Retype all of the data shown below, keeping every character the same.

> [INFORMATION SUPPLIED]
+++++

PR #402, opened 2019-03-18
add client.DeleteRequestToJoinTeam

idrysdale:
I'll use this later so that when admins are reviewing requests, they delete them.

### DIFF
--- a/api/api_test.go
+++ b/api/api_test.go
@@ -760,6 +760,50 @@ func TestListRequestsToJoinTeam(t *testing.T) {
 	})
 }
 
+func TestDeleteRequestToJoinTeam(t *testing.T) {
+	t.Run("parses the name from a good response", func(t *testing.T) {
+		client, mux, _, teardown := setup()
+		defer teardown()
+
+		teamUUID := uuid.Must(uuid.NewV4())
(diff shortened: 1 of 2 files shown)


api/api_test.go
```diff
@@ -760,6 +760,52 @@ func TestListRequestsToJoinTeam(t *testing.T) {
...
+	t.Run("passes us error codes", func(t *testing.T) {
+		client, mux, _, teardown := setup()
+		defer teardown()
+
+		teamUUID := uuid.Must(uuid.NewV4())
+		unknownRequestUUID := uuid.Must(uuid.NewV4())
+
+		mockResponseHandler := func(w http.ResponseWriter, r *http.Request) {
+			assertClientSentVerb(t, "DELETE", r.Method)
+			w.Header().Add("Content-Type", "application/json")
```
paulfurley: The API doesn't send `application/json` for this endpoint (it doesn't send any body)

idrysdale: Ah, yes, good spot!

paulfurley: You can self-merge when this is changed (in 2 places: the other test, too)

PR #404, opened 2019-03-18
fk team sync: get & verify new roster & keys

paulfurley:
this handles the happy path and *most* other paths for joining a new team
(based on requests to join a team)

things to note:

* new rosters are cryptographically validated. this requires downloading
 the admin keys from the API by fingerprint. the behaviour for
 validating an *update* will be different

* requests time out after 7 days. this is currently implemented in
 `fk team sync` but I think I'll move it to database in a subsequent PR
 (along with de-duplicating requests)

* requests are deleted from our local db if they succeed

* content should match our Google doc:
https://docs.google.com/document/d/1FHQXHP7X8Uvtvn72OqZNVYyFMocrJ2MM1zWtYTM4d0c/edit#heading=h.htvwu2p78dq

### DIFF
--- a/fk/teamsync.go
+++ b/fk/teamsync.go
@@ -20,6 +20,7 @@ package fk
 import (
 	"fmt"
 	"log"
+	"strings"
 	"time"
 
 	"github.com/fluidkeys/fluidkeys/api"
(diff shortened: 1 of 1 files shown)


paulfurley:
rebased: those `DELETEME` commits now deleted

PR #406, opened 2019-03-18
team join: you've already requested to join that team

idrysdale:
This should be fine, now that https://github.com/fluidkeys/fluidkeys/pull/411 is in.

### DIFF
--- a/fk/teamjoin.go
+++ b/fk/teamjoin.go
@@ -44,6 +44,10 @@ func teamJoin(teamUUID uuid.UUID) exitCode {
 		return code
 	}
 
+	if exitCode := ensureNoExistingRequests(teamUUID, pgpKey.Fingerprint()); exitCode != 0 {
+		return exitCode
+	}
+
 	email, err := pgpKey.Email()
 	if err != nil {
 		out.Print(ui.FormatFailure("Error getting email for key", nil, err))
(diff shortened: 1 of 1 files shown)


fk/teamjoin.go
```diff
@@ -69,6 +73,26 @@ func teamJoin(teamUUID uuid.UUID) exitCode {
 
 }
 
+func ensureNoExistingRequests(teamUUID uuid.UUID, fingerprint fpr.Fingerprint) exitCode {
+	existingRequest, err := db.GetExistingRequestToJoinTeam(teamUUID, fingerprint)
+	if err != nil {
```
paulfurley: this catches `ErrRequestNotFound` and therefore prevents you getting to line 82:

image

idrysdale: Good spot!

Do you think having this `ErrRequestNotFound` on the query is correct?

Perhaps we should just return no error, but nil request?

paulfurley: `nil` request with no error works for me

idrysdale: 👍

idrysdale: Because of this change https://github.com/fluidkeys/fluidkeys/pull/411 this error won't raise on no errors now.

PR #409, opened 2019-03-18
de-duplicate in RecordRequestToJoinTeam, GetRequestsToJoinTeams

paulfurley:
do a bit of test tidy-up:
* delete zero-value initializations: they have no effect, and just distract from the tests
* factor out `now` and `later`


idrysdale:
👍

+++++

> [TASK ANSWER]
PR #402, opened 2019-03-18
add client.DeleteRequestToJoinTeam

idrysdale:
I'll use this later so that when admins are reviewing requests, they delete them.

### DIFF
--- a/api/api_test.go
+++ b/api/api_test.go
@@ -760,6 +760,50 @@ func TestListRequestsToJoinTeam(t *testing.T) {
 	})
 }
 
+func TestDeleteRequestToJoinTeam(t *testing.T) {
+	t.Run("parses the name from a good response", func(t *testing.T) {
+		client, mux, _, teardown := setup()
+		defer teardown()
+
+		teamUUID := uuid.Must(uuid.NewV4())
(diff shortened: 1 of 2 files shown)


api/api_test.go
```diff
@@ -760,6 +760,52 @@ func TestListRequestsToJoinTeam(t *testing.T) {
...
+	t.Run("passes us error codes", func(t *testing.T) {
+		client, mux, _, teardown := setup()
+		defer teardown()
+
+		teamUUID := uuid.Must(uuid.NewV4())
+		unknownRequestUUID := uuid.Must(uuid.NewV4())
+
+		mockResponseHandler := func(w http.ResponseWriter, r *http.Request) {
+			assertClientSentVerb(t, "DELETE", r.Method)
+			w.Header().Add("Content-Type", "application/json")
```
paulfurley: The API doesn't send `application/json` for this endpoint (it doesn't send any body)

idrysdale: Ah, yes, good spot!

paulfurley: You can self-merge when this is changed (in 2 places: the other test, too)

PR #404, opened 2019-03-18
fk team sync: get & verify new roster & keys

paulfurley:
this handles the happy path and *most* other paths for joining a new team
(based on requests to join a team)

things to note:

* new rosters are cryptographically validated. this requires downloading
 the admin keys from the API by fingerprint. the behaviour for
 validating an *update* will be different

* requests time out after 7 days. this is currently implemented in
 `fk team sync` but I think I'll move it to database in a subsequent PR
 (along with de-duplicating requests)

* requests are deleted from our local db if they succeed

* content should match our Google doc:
https://docs.google.com/document/d/1FHQXHP7X8Uvtvn72OqZNVYyFMocrJ2MM1zWtYTM4d0c/edit#heading=h.htvwu2p78dq

### DIFF
--- a/fk/teamsync.go
+++ b/fk/teamsync.go
@@ -20,6 +20,7 @@ package fk
 import (
 	"fmt"
 	"log"
+	"strings"
 	"time"
 
 	"github.com/fluidkeys/fluidkeys/api"
(diff shortened: 1 of 1 files shown)


paulfurley:
rebased: those `DELETEME` commits now deleted

PR #406, opened 2019-03-18
team join: you've already requested to join that team

idrysdale:
This should be fine, now that https://github.com/fluidkeys/fluidkeys/pull/411 is in.

### DIFF
--- a/fk/teamjoin.go
+++ b/fk/teamjoin.go
@@ -44,6 +44,10 @@ func teamJoin(teamUUID uuid.UUID) exitCode {
 		return code
 	}
 
+	if exitCode := ensureNoExistingRequests(teamUUID, pgpKey.Fingerprint()); exitCode != 0 {
+		return exitCode
+	}
+
 	email, err := pgpKey.Email()
 	if err != nil {
 		out.Print(ui.FormatFailure("Error getting email for key", nil, err))
(diff shortened: 1 of 1 files shown)


fk/teamjoin.go
```diff
@@ -69,6 +73,26 @@ func teamJoin(teamUUID uuid.UUID) exitCode {
 
 }
 
+func ensureNoExistingRequests(teamUUID uuid.UUID, fingerprint fpr.Fingerprint) exitCode {
+	existingRequest, err := db.GetExistingRequestToJoinTeam(teamUUID, fingerprint)
+	if err != nil {
```
paulfurley: this catches `ErrRequestNotFound` and therefore prevents you getting to line 82:

image

idrysdale: Good spot!

Do you think having this `ErrRequestNotFound` on the query is correct?

Perhaps we should just return no error, but nil request?

paulfurley: `nil` request with no error works for me

idrysdale: 👍

idrysdale: Because of this change https://github.com/fluidkeys/fluidkeys/pull/411 this error won't raise on no errors now.

PR #409, opened 2019-03-18
de-duplicate in RecordRequestToJoinTeam, GetRequestsToJoinTeams

paulfurley:
do a bit of test tidy-up:
* delete zero-value initializations: they have no effect, and just distract from the tests
* factor out `now` and `later`


idrysdale:
👍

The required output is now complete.